Raw data below:

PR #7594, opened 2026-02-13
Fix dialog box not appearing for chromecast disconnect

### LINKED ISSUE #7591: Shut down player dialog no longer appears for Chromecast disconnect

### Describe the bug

End of Raw data.

Copy out the lines of the data where the word "dialog" can be found.

Task solution:
Fix dialog box not appearing for chromecast disconnect
### LINKED ISSUE #7591: Shut down player dialog no longer appears for Chromecast disconnect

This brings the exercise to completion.